Болезнь как метафора инаковости приобретает черты «неизлечимости», «приговора, не подлежащего пересмотру», то есть фатальной окончательности. Однако, как показывает развязка романа, именно в этом герои как раз и ошибаются: болезнь излечима, приговор отменен, и Гордин выбывает из ордена тубплиеров. Это означает, что для него «очертания реальной действительности» восстанавливаются в прежнем виде, и он лишается своего «тайного оружия», своей «волшебной палочки», а вместе с ней и той свободы, которую дарует «свой круг» и смертельная болезнь. В этом можно усматривать установку Маркиша на нормализацию и девиктимизацию образа нонконформиста, а также, возможно, попытку более трезво и менее романтично переосмыслить мифологию шестидесятников.
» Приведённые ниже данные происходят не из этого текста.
PR #2587, opened 2026-06-04
fix(sekoiaio-activity-logs): do not set user.full_name for apikey profiles

### LINKED ISSUE #2588: sekoiaio-activity-logs: user.full_name wrongly filled with internal API key label for apikey profiles
### Format

`sekoiaio-activity-logs` (SekoiaIO/activity_log)

### Problem

The activity log parser maps `identity.profile_name` to `user.full_name` unconditionally. For `apikey` profiles, `profile_name` is the API key label, not a real user name.

For example, asset connectors authenticate with an internal API key named `[<community_uuid>] internal API key for <connector_configuration_uuid>`. Their activity logs therefore end up with that label in `user.full_name`, which pollutes user identity fields and is misleading in the timeline / smart descriptions.

### Example event (from test)
_Redacted_

### Where to find it on test
_Redacted_

### Expected

`user.full_name` should not be set for `apikey` profiles. It should only be populated for real user profiles (e.g. `avatar`). The API key information is already available through `sekoiaio.activity.client.*`.

StephKll3c:
For apikey identities, identity.profile_name is the internal API key label (e.g. the asset connector internal key `[<community>] internal API key for <connector_uuid>`), not a real user name. It should not populate user.full_name. The parser now only sets user.full_name when profile_type is not apikey. Adds a test for an apikey activity log carrying a profile_name.

## Summary by Sourcery

Fix mapping of identity profile information in activity log parsing to avoid treating API key labels as user names.

Bug Fixes:
- Avoid populating user.full_name from identity.profile_name when the profile type is an API key to prevent incorrect user naming.

Documentation:
- Document the change in activity log behavior regarding user.full_name population for API key profiles in the changelog.

Tests:
- Add an activity log fixture for asset connector API key events to cover the updated user.full_name mapping behavior.

### DIFF
--- a/.anonymization-exceptions.json
+++ b/.anonymization-exceptions.json
@@ -1,0 +1,6 @@
+{
+  "allowed_values": {
+    "user.domain": ["SEKOIA.IO"],
+    "url.query": ["extended=true", "auto_merge=1"]
+  }
+}
--- a/SekoiaIO/activity_log/CHANGELOG.md
+++ b/SekoiaIO/activity_log/CHANGELOG.md
@@ -6,3 +6,7 @@ The format is based on [Keep a Changelog](https://keepachangelog.com/en/1.0.0/),
 and this project adheres to [Semantic Versioning](https://semver.org/spec/v2.0.0.html).
 
 ## [Unreleased]
+
+### Changed
+
+- Do not populate `user.full_name` for API key profiles, since the value is the internal API key label rather than a real user name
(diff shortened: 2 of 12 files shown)


StephKll3c:
Thanks @sourcery-ai, addressed both points: the filter is now `profile_type not in [None, "apikey"]`, which (1) treats a missing/null `profile_type` as non-user so malformed events don't populate `user.full_name`, and (2) keeps the excluded non-user types in a single list that's easy to extend if other non-user profile types appear.

TOUFIKIzakarya (approved):
Thanks for the improvement.
LGFM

Об этом также свидетельствует весьма ироническое и отчасти карикатурное описание другого «своего круга» – кружка писателей и ученых Лиры Петуховой. По сравнению с орденом тубплиеров, а именно это сравнение составляет главную ось историко-социологических наблюдений автора, «петуховская тусовка» представляется жалкой подделкой, надуманной и пошлой, описанной в лучших традициях изображения светского общества в русской литературе, от Грибоедова до Чехова. Появление в романе этой тусовки как эрзаца «своего круга» подчеркивает от противного основную особенность последнего – жертвенность и связанную с ней праздничность. При этом неважно, является ли жертвенность фатальным следствием болезни, как в данном случае, становится ли болезнь выбором, продиктованным обстоятельствами и свободным выбором, как в «Белом круге», или силой навязывается властью, как в «Шутах» и «Доноре». В любом случае ясно, что именно она, по мысли автора, определяет границы «реальной действительности», а точнее, она и есть само реальное, поиском, присвоением и празднованием которого заняты герои. С этой точки зрения, а не только в силу жанровых особенностей, можно говорить о двух поздних романах как более реалистичных, чем два ранних: в них объект желания – место жертвы – оказывается либо не целиком присвоенным, как в «Белом круге», либо вообще недостижимым, как в «Тубплиере». Вопреки страстному стремлению Гордина к смерти, он выздоравливает и лишается права «стечь в роскошную землю», лишается праздника. Отмененное жертвоприношение лишено и радости, и ужаса, однако именно оно реально; оно отменяет патетический накал персонального мифопоэзиса Гордина, но создает новый миф о жертве, ускользающей в недоступность и контингентность, изъятой из порядков воображаемого и даже символического.